Output exactly the lines below, starting with the line that has "3. As a migrating" and going on through the line that has "- **Split on", both included, and no other lines.

── Working data ──

Issue #477, opened 2026-06-03
image() multi-column mode: read/write existing Keystone columns (non-destructive parity)


borisno2:
## Parent

#476

## What to build

A multi-column mode for the `image()` field that maps onto an existing Keystone image layout (seven per-part columns) instead of a single `Json?` column, so a migrating project gets a functional image field over its live data with no destructive migration. End-to-end slice:

- Extend the field Prisma-type emission contract so a field can emit **multiple** column lines (the way relationship fields already emit FK + relation lines).
- A new **pure `metadata ↔ columns` mapper**: assemble the per-part columns (`<field>_url`, `<field>_width`, `<field>_height`, `<field>_filesize`, `<field>_contentType`, `<field>_contentDisposition`, `<field>_pathname`) into an `ImageMetadata` on read, and split a metadata value back into columns on write. Handles partially-populated/NULL columns (e.g. only `image_url`).
- `image()` gains a `db`-level multi-column mode with configurable per-part `@map` names. Default remains single-`Json?` (greenfield unchanged).
- Hooks: `resolveOutput` assembles columns → metadata; `resolveInput` splits metadata → columns and preserves the no-re-upload behaviour (an existing metadata value / populated columns is authoritative; only a `File`-like input uploads).

## Acceptance criteria

- [ ] A field can emit multiple Prisma columns through the field-emission contract (covered by a generator test).
- [ ] `image()` in multi-column mode generates the seven `@map`-ped scalar columns with Keystone naming; single-JSON mode is unchanged.
- [ ] Per-part column `@map` names are configurable.
- [ ] `metadata ↔ columns` mapper is a standalone pure module with unit tests: round-trip and partial/NULL-column cases.
- [ ] Reading a record assembles the columns into an `ImageMetadata`; a record with only `image_url` still yields a valid value.
- [ ] No-re-upload guarantee: an existing metadata value / populated columns never triggers a storage upload; a `File` input does.
- [ ] Changeset added (see `pr-changeset` skill).

## Blocked by

None - can start immediately

Issue #476, opened 2026-06-03
PRD: Non-destructive image/file field migration (multi-column parity over Keystone columns)


borisno2:
## Problem Statement

A team migrating a Keystone 6 project needs a working `image()`/`file()` field over their **existing** database without a destructive migration. Keystone stores an image across seven columns (`<field>_url`, `<field>_width`, `<field>_height`, `<field>_filesize`, `<field>_contentType`, `<field>_contentDisposition`, `<field>_pathname`) and a file across three (`<field>_filename`, `<field>_filesize`, `<field>_url`). The stack's `image()`/`file()` fields emit a single `Json?` column, so adopting them requires consolidating the columns into JSON and **dropping the originals** — which breaks **Schema parity** (the no-destructive-migration guardrail the whole migration program is gated on). The stack's own `migrate-image-fields` skill and `specs/keystone-image-migration.md` currently *recommend* this destructive consolidation, contradicting that guardrail. There was also uncertainty about whether Vercel Blob (vs S3-only) is supported and whether existing stored URLs can be read without re-upload.

## Solution

Give `image()`/`file()` a **multi-column mode** that maps onto the existing Keystone per-part columns in place (configurable `@map` names), assembling them into an `ImageMetadata`/`FileMetadata` on read and splitting back on write. A migrating project reaches a clean diff and a functional field with no data migration and no re-upload of existing assets. The single-`Json?` column stays the greenfield default; JSON consolidation becomes an explicitly-flagged, opt-in destructive alternative. Vercel Blob is documented as a first-class provider, and the no-re-upload guarantee is locked by a test. See ADR-0006.

## User Stories

1. As a migrating developer, I want `image()` to map onto my existing `image_url`/`image_width`/`image_height`/`image_filesize`/`image_contentType`/`image_contentDisposition`/`image_pathname` columns, so that the generated schema diffs clean against my live DB.
2. As a migrating developer, I want `file()` to map onto my existing `file_filename`/`file_filesize`/`file_url` columns, so that file fields migrate the same way.
3. As a migrating developer, I want the multi-column field to read existing stored URLs and present them as a normal image/file value, so that assets display without any re-upload or data migration.
4. As a migrating developer, I want the per-part column names to be configurable (`@map`), so that I can match non-default Keystone column names.
5. As a migrating developer, I want new uploads in multi-column mode to write back into the same column layout, so that the field is fully functional, not read-only.
[...]

PR #511, opened 2026-06-03
image()/file() multi-column mode: read/write existing Keystone columns (non-destructive parity)

borisno2:
Implements #477
Part of #476

## What this does

Adds a **non-destructive multi-column mode** to `image()` / `file()` so a project can adopt a pre-existing Keystone database without dropping columns (ADR-0006). The single-`Json?` column stays the greenfield default; multi-column mode is an opt-in per-field `db.columns: 'keystone'`.

```ts
import { image, file } from '@opensaas/stack-storage/fields'

fields: {
  // Maps onto the live image_url … image_pathname columns in place.
  avatar: image({ storage: 'images', db: { columns: 'keystone' } }),
  // Per-part @map names are configurable.
  cover: image({ storage: 'images', db: { columns: { mode: 'keystone', map: { url: 'cover_link' } } } }),
  resume: file({ storage: 'documents', db: { columns: 'keystone' } }),
}
```

## How it works

- **Multi-column emission** — new field-emission contract `getPrismaColumns` on `BaseFieldConfig` (mirrors how relationship fields emit FK + relation lines). The generator stays neutral: it places one `@map`-ped Prisma line per column it returns. No field-type switches in core/cli.
- **Pure `metadata ↔ columns` mapper** (`packages/storage/src/utils/multi-column.ts`) — `assemble*`/`split*` for image (7 cols) and file (3 cols), handling partial/NULL rows. Pure and unit-tested in isolation.
- **Assemble on read** — the read pipeline (`filterReadableFields`) assembles the per-part columns into the logical `ImageMetadata`/`FileMetadata` and **strips the raw columns** so they never leak. A row with only `image_url` still yields a valid value.
- **Split on write** — the write pipeline splits the logical value back across the per-part columns in place of the single key.
- **No-re-upload guarantee (both modes)** — an already-shaped metadata value / populated columns is authoritative and never triggers a storage upload; only a `File`-like input uploads. Locked by tests.

## Scope note / decision resolved

While wiring the runtime I found the storage fields' `resolveInput`/`afterOperation` hooks read non-existent `inputValue`/`fieldName` args instead of the Keystone-compliant `resolvedData[fieldKey]` / `originalItem`. That latent mismatch had to be corrected for the split/assemble (and the no-re-upload guarantee) to function through the real pipeline; it is now aligned to the documented field-hook contract.

The PRD's documentation/skill rewrite (`migrate-image-fields`, `specs/keystone-image-migration.md`) is a **separate slice of #476** and is intentionally out of scope here — this PR is the code slice (#477).

## Verification

- `pnpm build` — all packages + examples build.
- Tests: core 576, cli 275, storage 105 — all pass. New tests: pure mapper round-trip + partial/NULL; generator multi-column emission + single-column fallback; field-level no-re-upload (both modes) + emission; core generic read-assemble/write-split.
- `pnpm lint` (0 errors), `pnpm manypkg check` (valid), `pnpm format:check` (clean), `pnpm turbo run test` (32/32 tasks, examples unaffected).
- Changeset added (minor; core + cli + storage).

---

### DIFF
--- a/.changeset/mighty-otters-march.md
+++ b/.changeset/mighty-otters-march.md
@@ -1,0 +1,30 @@
+---
+'@opensaas/stack-core': minor
+'@opensaas/stack-cli': minor
+'@opensaas/stack-storage': minor
+---
+
+Add non-destructive multi-column mode to `image()` / `file()` for adopting an existing Keystone database without dropping columns (ADR-0006).
+
+Keystone stores an image across seven per-part columns (`_url`, `_width`, `_height`, `_filesize`, `_contentType`, `_contentDisposition`, `_pathname`) and a file across three (`_filename`, `_filesize`, `_url`). By default `image()`/`file()` still back a single `Json?` column (greenfield unchanged). Set `db.columns: 'keystone'` to map the field onto the existing per-part columns in place — assembled into an `ImageMetadata`/`FileMetadata` on read and split back on write — so a migrating project reaches a clean schema diff with no data migration and no re-upload of existing assets.
+
+```typescript
+import { image, file } from '@opensaas/stack-storage/fields'
+
+fields: {
+  // Maps onto image_url, image_width, … image_pathname in place.
+  avatar: image({ storage: 'images', db: { columns: 'keystone' } }),
+
+  // Per-part @map names are configurable for non-default column names.
+  cover: image({
+    storage: 'images',
+    db: { columns: { mode: 'keystone', map: { url: 'cover_link' } } },
+  }),
+
+  resume: file({ storage: 'documents', db: { columns: 'keystone' } }),
+}
+```
+
+No-re-upload guarantee (both modes): an already-shaped metadata value — or, in multi-column mode, populated columns — is authoritative and never triggers a storage upload; only a `File`-like input uploads.
+
+Adds a multi-column field-emission contract (`getPrismaColumns`) plus `getColumnNames`/`assembleColumns`/`splitColumns` to the field-authoring surface so any field can map onto several physical columns. The generator emits one `@map`-ped Prisma line per column; reads assemble the logical value from the raw columns and strip them from the result; writes split the logical value back across the columns.
--- a/.changeset/multi-column-write-access.md
+++ b/.changeset/multi-column-write-access.md
@@ -1,0 +1,7 @@
+---
+'@opensaas/stack-core': patch
+---
+
+Fix field-level write-access bypass for multi-column `image()`/`file()` fields. The per-part column split now respects the field's own `create`/`update` access (denied fields write none of their columns), matching single-column behaviour.
+
+Note the known lossy multi-column round-trip when assembling legacy Keystone columns: `originalFilename` collapses to `filename`, `uploadedAt` is `''`, and a NULL `contentType` reads back as `application/octet-stream`.
--- a/packages/cli/src/generator/prisma.test.ts
+++ b/packages/cli/src/generator/prisma.test.ts
@@ -1,6 +1,6 @@
 import { describe, it, expect } from 'vitest'
 import { generatePrismaSchema, resolveListTimestamps } from './prisma.js'
-import type { OpenSaasConfig, ListConfig, DatabaseConfig } from '@opensaas/stack-core'
+import type { OpenSaasConfig, ListConfig, DatabaseConfig, FieldConfig } from '@opensaas/stack-core'
 import type { TypeInfo } from '@opensaas/stack-core/extend'
 import {
   text,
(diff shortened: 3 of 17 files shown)


borisno2 (commented):
## Review: image()/file() multi-column mode (#477 / ADR-0006)

**Verdict: APPROVE** (submitted as a Comment review because GitHub blocks a formal Approve when the reviewing identity authored the PR).

Reviewed strictly from the diff + surrounding integration code, against the issue acceptance criteria. Built core + storage (`tsc` clean) and ran the relevant suites locally: storage 105/105, core multi-column read/write 7/7, CLI multi-column generator 4/4. This is a solid, well-tested, non-destructive feature. One robustness gap and a couple of minor lossy-round-trip notes below, none of which block the adoption use case.

### Greenfield default — UNCHANGED (verified)
With no `db.columns`, `image()`/`file()` attach none of the multi-column methods (`getPrismaColumns`/`getColumnNames`/`assembleColumns`/`splitColumns` are `undefined`) and `getPrismaType` still returns `{ type: 'Json', modifiers: '?' }`. Locked by `multi-column-fields.test.ts` ("single-Json? default is unchanged"). The multi-column branches in core (`field-visibility.ts`, `hooks/index.ts`) and the generator are all gated on the presence of those methods, so a default field takes the identical path as before. No regression.

### Field-emission contract — clean, no switches (verified)
`getPrismaColumns`/`getColumnNames`/`assembleColumns`/`splitColumns` added to `BaseFieldConfig`; the generator (`prisma.ts`) and type generator (`types.ts`) delegate generically with zero field-type switches — mirroring the `getPrismaRelation` precedent. The generator correctly falls back to `getPrismaType` when `getPrismaColumns` returns `undefined`/empty (tested). Type generator omits the raw column names from the Prisma payload and re-adds the assembled logical field via the existing `resultExtension`/`TransformedFields` path, so `context.db` types expose `ImageMetadata | null` and hide raw columns.

### Assemble-on-read / split-on-write — correct, raw columns never leak (verified)
`filterReadableFields` assembles into a `workingItem` copy, then `delete`s the raw column keys before the per-field pass, so they cannot reach `filtered`. Partial rows (URL-only) and all-NULL rows are handled (`url`/`filename` is the presence signal → `null` when absent). The field-agnostic `multi-column-read-write.test.ts` explicitly asserts `'m_url' in result === false`, the partial case, the null case, and "field absent when columns unselected". Write-split removes the logical key and merges per-part columns; partial updates that omit the field don't touch its columns (guarded by `if (!(fieldKey in result)) continue`). 

### No-re-upload guarantee — locked in both modes (verified)
`isFileLike()` (duck-typed on `arrayBuffer`) is the *only* trigger for an upload; an already-shaped metadata value short-circuits with `return inputValue`. `multi-column-fields.test.ts` asserts no upload for existing metadata in **both** single-Json and multi-column modes, and that a `File`-like input *does* upload exactly once, for both `image()` and `file()`.

### Latent-bug fix to the storage hooks — genuine correction, contract-aligned (verified closely)
This was the riskiest part, so I checked it against the engine and the documented contract:
- The engine (`executeFieldResolveInputHooks`) has *always* passed `{ listKey, fieldKey, operation, inputData, item, resolvedData, context }` — it never passed `inputValue` or `fieldName`. Confirmed by `git show` of the pre-PR `hooks/index.ts`. So the old storage code read `inputValue` (always `undefined`) and returned early — the field-hook upload path and `cleanupOnReplace`/`cleanupOnDelete` (keyed on the never-passed `fieldName`) were effectively dead before this PR.
- The fix to `resolvedData[fieldKey]` / `fieldKey` matches `FieldResolveInputHookArgs` and the CLAUDE.md example verbatim (`const fieldValue = resolvedData[fieldKey]`).
- The `afterOperation` change `item`→`originalItem` for delete matches `FieldAfterOperationHookArgs` (delete variant carries `originalItem`, not `item`). The old `item[fieldName]` on delete was doubly broken.
- This is a behavior change for single-column users (the hook now actually runs), but the prior behavior stored nothing, so it is strictly a fix, not a regression. The added `typeof fileMetadata === 'object'` guard before `.filename` is a sensible hardening.

### Types — no public `any`/casts (verified)
New public types (`MultiColumnPrismaResult`, `ImageDbConfig`, `FileDbConfig`, the four method signatures) are strongly typed; `unknown` is used only internally. The only `: any` are the field-hook implementation params, each with the pre-existing `eslint-disable ... Field builder hooks are generic` annotation — identical to the established pattern in this file. Changeset present and correct (minor; core + cli + storage).

---

## Findings

### 1. (Medium — robustness gap) Per-part columns bypass field-level write access
Because `splitColumns` runs in the Hook Pipeline (Phase 1.5) *before* `filterWritableFields` (Phase 5), by the time write-access filtering runs the logical `image` key is gone and only the raw `image_url`/`image_width`/… keys remain. `filterWritableFields` looks those up in `fieldConfigs`, finds no config, and `checkFieldAccess(undefined, …)` returns `true` ("no field access means allow", `field-access.ts:39-41`). Net effect: a multi-column field with `access.update: () => false` (or a create deny) will **still be written** — the per-part columns slip through unfiltered. The current tests don't cover field-level access on a multi-column field, so this is untested. Single-column storage fields don't have this gap (their logical key is still present at Phase 5). For the pure Keystone-adoption use case this is unlikely to bite, but it's a real access-control hole worth either (a) re-binding the split columns back to the owning field's access during `filterWritableFields`, or (b) at minimum documenting that field-level write access is not enforced in multi-column mode, plus a test. Not a merge blocker for the adoption slice, but should be tracked.

### 2. (Low) Lossy write→read round-trips (acceptable for adoption, worth a doc note)
- `originalFilename` and `uploadedAt` have no Keystone columns: after a split+assemble round-trip, `originalFilename` collapses to `filename` (the pathname) and `uploadedAt` becomes `''`. Expected given the column layout, but consumers relying on those fields should know.
- `assembleImageMetadata` defaults `mimeType` to `'application/octet-stream'` when `contentType` is NULL, while `splitImageMetadata` writes `metadata.mimeType` straight back. An assemble-then-resave on a row with NULL `contentType` will populate the previously-NULL column with `application/octet-stream` (minor write-amplification, not a correctness issue).

### 3. (Nit) `imagePartFieldName`/`filePartFieldName` are trivial `map[part]` indirections
The Prisma model field name is set equal to the physical column (`name === map`), so these one-line helpers and the descriptor `name`/`map` duplication add a little ceremony. Fine as-is; only note it because it could be simplified if the name/map split is never expected to diverge.

Nothing here blocks merge. The greenfield path is provably untouched, the new behavior is well-tested end-to-end through the real pipeline, and the hook fix is correct. Recommend addressing finding #1 (or explicitly scoping it out) before relying on field-level access for multi-column fields.

---

borisno2:
## Security fix: multi-column writes now respect field-level write access

Pushed `2d056d2` to fix a field-level write-access bypass introduced by multi-column mode.

### The bug

The multi-column split runs during field `resolveInput` (Phase 1.5, in `executeFieldResolveInputHooks`): it removes the logical field key and replaces it with the raw per-part column keys. The canonical writable-field filter (`filterWritableFields`, Phase 5) then runs — but the logical key is already gone, and the raw per-part column keys are not in `listConfig.fields`, so `checkFieldAccess(undefined, …)` returns `true`. Result: a multi-column `image()`/`file()` field declared with `access: { update: () => false }` (or `create: () => false`) was **still written**, unlike its single-column equivalent.

### The fix (localized)

Gate the split on the field's own write access at the split point, using the canonical `checkFieldAccess` evaluator with the **same arguments the write pipeline uses** (`session`, `item`, `context`, `inputData`). If the field is not writable for the current operation, the logical key is dropped and **none** of its per-part columns are written — identical in effect to how `filterWritableFields` drops a denied single-column field. If writable, it splits as before.

- Single-column fields, multi-column fields without field-level access, writable fields, and sudo writes are all unchanged.
- `checkFieldAccess` already short-circuits under sudo, so sudo writes still split.

Touched: `packages/core/src/hooks/index.ts` (the split wiring + the access check it calls).

### Tests (lock the fix)

`packages/core/src/access/multi-column-read-write.test.ts` — "multi-column write split respects field-level write access":
- `access: { update: () => false }` on update → writes no per-part columns (and no logical key)
- `access: { create: () => false }` on create → writes no per-part columns
- granted access → still splits/writes the columns (regression)
- denying the *other* operation does not block the write (update-denied field still writable on create)
- sudo bypasses the gate and still splits
- a multi-column field *without* field-level access splits exactly as before

`packages/storage/tests/multi-column-fields.test.ts` — locks that the real `image()`/`file()` fields in multi-column mode surface the user-provided `access` alongside `splitColumns` (the two inputs the core gate needs), and that single-column fields still carry `access` and have no `splitColumns`.

### Verification

`pnpm build` green. Tests: core **582** (+6), storage **108** (+3), cli **275** — all pass. `pnpm manypkg check` valid, `pnpm lint` 0 errors, `pnpm format:check` clean. Patch changeset added (`@opensaas/stack-core`).

### Documented round-trip limitation

The legacy multi-column round-trip is intentionally lossy when assembling pre-existing Keystone columns (no first-class column backs these): `originalFilename` collapses to `filename`, `uploadedAt` reads back as `''`, and a NULL `contentType` reads back as `application/octet-stream`. Recorded in the changeset.

---

borisno2 (commented):
## Security re-review of the field-level write-access fix (head `2d056d2`)

**Verdict: APPROVE** (posted as a Comment review — the PR is authored by an integration identity, so a formal GitHub Approve is not available to me; treat this as an explicit approval of the security fix delta).

I reviewed the 2nd commit's delta against the canonical write pipeline, typechecked and ran the affected tests on the PR head, and confirm **the field-level write-access bypass is fully closed**.

### The bypass and the fix
In multi-column mode, `splitColumns` runs in `executeFieldResolveInputHooks` (Phase 1.5), dropping the logical field key and substituting raw per-part column keys that are absent from `fieldConfigs`. The canonical `filterWritableFields` (Phase 5) therefore could not enforce the field's own `access`, so a field declared `access: { update/create: () => false }` was still written. The fix gates the split on the field's own write access *before* substituting columns, so a denied field contributes none of its per-part columns — exactly matching how `filterWritableFields` drops a denied single-column field.

### Verification (all confirmed)

**1. Correct evaluator / args / operation** — The fix calls the canonical `checkFieldAccess(fieldConfig.access, operation, { session: context.session, item, context, inputData })`. This is the *same* evaluator `filterWritableFields` uses (`packages/core/src/access/field-access.ts`), with the *same* four args. `operation` is the `'create' | 'update'` value threaded from the pipeline (`hookPipeline.run` → `executeFieldResolveInputHooks`), and it matches the `writeOp` passed to `filterWritableFields` in `write-pipeline.ts`. `item` = `originalItem` and `inputData` = `input` line up with the Phase 5 call. Create-vs-update is handled correctly.

**2. Denied → nothing written; granted → splits** — On deny, the code drops the logical key and `continue`s, writing **no** per-part columns. On grant, it splits as before. Confirmed in code and tests.

**3. No new restriction / no regression** — Sudo bypasses inside `checkFieldAccess` (`_isSudo → true`); a field with no field-level access returns `true` (`!fieldAccess → true`); single-column / normal fields never enter the `splitColumns` branch and are unaffected. Confirmed.

**4. Tests genuinely lock the behaviour (not no-ops)** — `multi-column-read-write.test.ts` adds 6 cases asserting exact `toEqual` output plus negative `in` checks: update-denied → `{}` (no `m_url`/`m_size`), create-denied → `{}`, granted → `{ m_url, m_size }`, deny-update-but-create-op → splits (locks create-vs-update), sudo → splits, no-access → splits. `multi-column-fields.test.ts` adds 3 cases locking that the real `image()`/`file()` builders surface `access` *and* attach `splitColumns` (and that single-column mode has no `splitColumns`). I ran both on the head commit: **13/13 core and 15/15 storage pass.** These would fail against the pre-fix code.

**5. No new `any`/casts; types correct** — No casts or `any` in the new block. `tsc --noEmit` on `packages/core` passes against the head commit. Production `hooks/index.ts` needs no separate `FieldAccess` import because `fieldConfig.access` is already typed as `FieldAccess<…>` on `BaseFieldConfig` and is structurally assignable to `checkFieldAccess`'s `FieldAccess | undefined` parameter (same pattern `filterWritableFields` relies on). The test file's `FieldAccess` import (from `./types.js`) is the correct path.

**6. Reads / assemble-on-read untouched** — The fix commit modifies only `hooks/index.ts` (write split), two test files, and a changeset. `field-visibility.ts` (the read/assemble path via `assembleColumns` + `getColumnNames`) is **not** touched. Reads are not gated, and the raw-column stripping on read is unchanged.

### Informational (not blocking)
- **Upload side effect precedes the gate (parity, not a regression).** A storage field's `resolveInput` upload runs (line ~244) before the access gate (line ~263), so a denied field given a fresh `File` would still trigger a storage upload before its value is dropped. This is *identical* to single-column behaviour — there, the upload hook also runs in Phase 1.5 and `filterWritableFields` drops the value in Phase 5. The fix achieves exact parity and introduces no new discrepancy. If you ever want denied fields to also skip the upload, that's a separate, pre-existing architectural item (resolveInput side effects run before field write-access filtering) and out of scope for this security fix.
- Changeset present, `@opensaas/stack-core` patch, accurate description (incl. the documented lossy legacy round-trip).

**Bottom line: the access-control bypass is truly closed** — denied multi-column fields now write none of their columns, single-column / no-access / sudo paths are unchanged, reads are unaffected, and the new tests lock all of it. Ship it.

— Automated security re-review via Claude Code.

---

───

■ Task answer:
3. As a migrating developer, I want the multi-column field to read existing stored URLs and present them as a normal image/file value, so that assets display without any re-upload or data migration.
4. As a migrating developer, I want the per-part column names to be configurable (`@map`), so that I can match non-default Keystone column names.
5. As a migrating developer, I want new uploads in multi-column mode to write back into the same column layout, so that the field is fully functional, not read-only.
[...]

PR #511, opened 2026-06-03
image()/file() multi-column mode: read/write existing Keystone columns (non-destructive parity)

borisno2:
Implements #477
Part of #476

## What this does

Adds a **non-destructive multi-column mode** to `image()` / `file()` so a project can adopt a pre-existing Keystone database without dropping columns (ADR-0006). The single-`Json?` column stays the greenfield default; multi-column mode is an opt-in per-field `db.columns: 'keystone'`.

```ts
import { image, file } from '@opensaas/stack-storage/fields'

fields: {
  // Maps onto the live image_url … image_pathname columns in place.
  avatar: image({ storage: 'images', db: { columns: 'keystone' } }),
  // Per-part @map names are configurable.
  cover: image({ storage: 'images', db: { columns: { mode: 'keystone', map: { url: 'cover_link' } } } }),
  resume: file({ storage: 'documents', db: { columns: 'keystone' } }),
}
```

## How it works

- **Multi-column emission** — new field-emission contract `getPrismaColumns` on `BaseFieldConfig` (mirrors how relationship fields emit FK + relation lines). The generator stays neutral: it places one `@map`-ped Prisma line per column it returns. No field-type switches in core/cli.
- **Pure `metadata ↔ columns` mapper** (`packages/storage/src/utils/multi-column.ts`) — `assemble*`/`split*` for image (7 cols) and file (3 cols), handling partial/NULL rows. Pure and unit-tested in isolation.
- **Assemble on read** — the read pipeline (`filterReadableFields`) assembles the per-part columns into the logical `ImageMetadata`/`FileMetadata` and **strips the raw columns** so they never leak. A row with only `image_url` still yields a valid value.
- **Split on write** — the write pipeline splits the logical value back across the per-part columns in place of the single key.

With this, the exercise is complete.